Aus dieser Karl-May-Rezeption im Kinder – und Jugendalter können aber über mehrere Generationen bei mitteleuropäischen Lesern doch einige einfache, -Indianerunterstützer werden sicher sagen: banale-, Überzeugungen hängenbleiben, zu denen man natürlich auch auf andere Weise gelangen kann.
- Das zentrale Unrecht, das an den Ureinwohnervölkern beider Amerikas begangen wurde, ist der Landraub (siehe Winnetou I). Indigene Landrechte aber sind zentraler Gegenstand europäischer Unterstützungsarbeit für nordamerikanische Indianer.
- Der Landraub ist nicht nur eng verbunden mit der Siedlungstätigkeit einer expandierenden euroamerikanischen Bevölkerung, sondern vor allem mit der Gier nach Reichtum in Form von wertvollen Rohstoffen (siehe u.a. „Der Schatz im Silbersee“, „Der Ölprinz“ und die gesamte „Winnetou“-Trilogie bzw. –Tetralogie). Ein Blick in eine beliebige „Coyote“- Ausgabe dürfte genügen, um zu erkennen, dass Gold vielleicht nicht mehr ganz so häufig der Gegenstand der Begierde ist, dafür aber eben vor allem Energierohstoffe wie Kohle, Uran, Erdgas und Erdöl.

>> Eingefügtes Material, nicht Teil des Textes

PR #3629, opened 2025-03-14
Fix Subfolders Scanner Issue

Fesaa:
# Fixed
- Fixed: Fixed a bug where a series with files at its root, and in subfolders would have the chapters in the subfolders removed after a scan (develop)

### DIFF
--- a/API.Tests/Services/ScannerServiceTests.cs
+++ b/API.Tests/Services/ScannerServiceTests.cs
@@ -55,6 +55,28 @@ public class ScannerServiceTests : AbstractDbTest
         await _context.SaveChangesAsync();
     }
 
+
+    protected async Task SetAllSeriesLastScannedInThePast(Library library, TimeSpan? duration = null)
+    {
+        foreach (var series in library.Series)
+        {
+            await SetLastScannedInThePast(series, duration, false);
+        }
+        await _context.SaveChangesAsync();
+    }
+
+    protected async Task SetLastScannedInThePast(Series series, TimeSpan? duration = null, bool save = true)
+    {
+        duration ??= TimeSpan.FromMinutes(2);
+        series.LastFolderScanned = DateTime.Now.Subtract(duration.Value);
+        _context.Series.Update(series);
+
+        if (save)
+        {
+            await _context.SaveChangesAsync();
+        }
+    }
+
     [Fact]
     public async Task ScanLibrary_ComicVine_PublisherFolder()
     {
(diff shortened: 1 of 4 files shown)


API.Tests/Services/ScannerServiceTests.cs
```diff
@@ -822,4 +822,66 @@ public async Task SubFolders_NoRemovals_ChangesFound()
...
+
+        postLib = await _unitOfWork.LibraryRepository.GetLibraryForIdAsync(library.Id, LibraryIncludes.Series);
+        Assert.NotNull(postLib);
+        Assert.Single(postLib.Series);
+
+        spiceAndWolf = postLib.Series.First(x => x.Name == "Spice and Wolf");
+        Assert.Equal(4, spiceAndWolf.Volumes.Count);
+        Assert.Equal(5, spiceAndWolf.Volumes.Sum(v => v.Chapters.Count));
+
+        spiceAndWolf.LastFolderScanned = DateTime.Now.Subtract(TimeSpan.FromMinutes(2));
```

- Die kulturelle Entwurzelung indianischer Völker ist eine Konsequenz aus 1. und 2., wobei May den Zusammenbruch indianischer Kulturen und ihrer Wertsysteme vor allem dem „Feuerwasser“ zuschreibt, dessen Verfügbarkeit ja erst mit dem Vordringen der Weißen in die Territorien der Indianer gegeben ist (siehe u.a. Winnetou I).
Bei extensiven Lesern des „Reiseschriftstellers Karl May“, wie es sie heute vielleicht kaum mehr gibt, ließe sich diese kurze Liste wahrscheinlich noch wesentlich verlängern und differenzieren.
Natürlich vermittelt Karl May einen heute unbrauchbaren Kulturbegriff, statisch und hierarchisch wie er ist, und mit Blick auf die Geschichte vor allem des 20. Jahrhunderts einer Traditionslinie zugeordnet, die in die Katastrophe führte. Diesen überholten Begriff May zum Vorwurf zu machen, entspricht jedoch ungefähr einer Kritik an Mays Zeitgenossen Theodor Fontane, dass er doch Effi Briest nicht hätte sterben lassen dürfen, wenn er doch in seinem Roman die Normen und Werte der bürgerlichen Gesellschaft im 19. Jahrhundert kritisiert. Karl May war vielleicht auch ein Trivialautor, ganz sicher aber war ein Schriftsteller der Strömung, die man heute realistische Literatur zu nennen gewohnt ist. Dass May mit seiner erfundenen Indianerwelt den Realismus seiner Epoche auf heute fast subversiv anmutende Weise unterlaufen hat, steht auf einem anderen Blatt.
Wer also den Versuch unternehmen will, Karl Mays Indianerwelt noch irgendwie ernst zu nehmen, muss die Frage stellen, welche Überzeugungen die May-Leser aus der Lektüre mitgenommen haben. Denn es könnten ja wenigstens im Einzelfall auch ganz andere sein, als die Klischees, mit denen wir uns angewöhnt haben, das Nachdenken über Karl May und seine Leser zu ersetzen.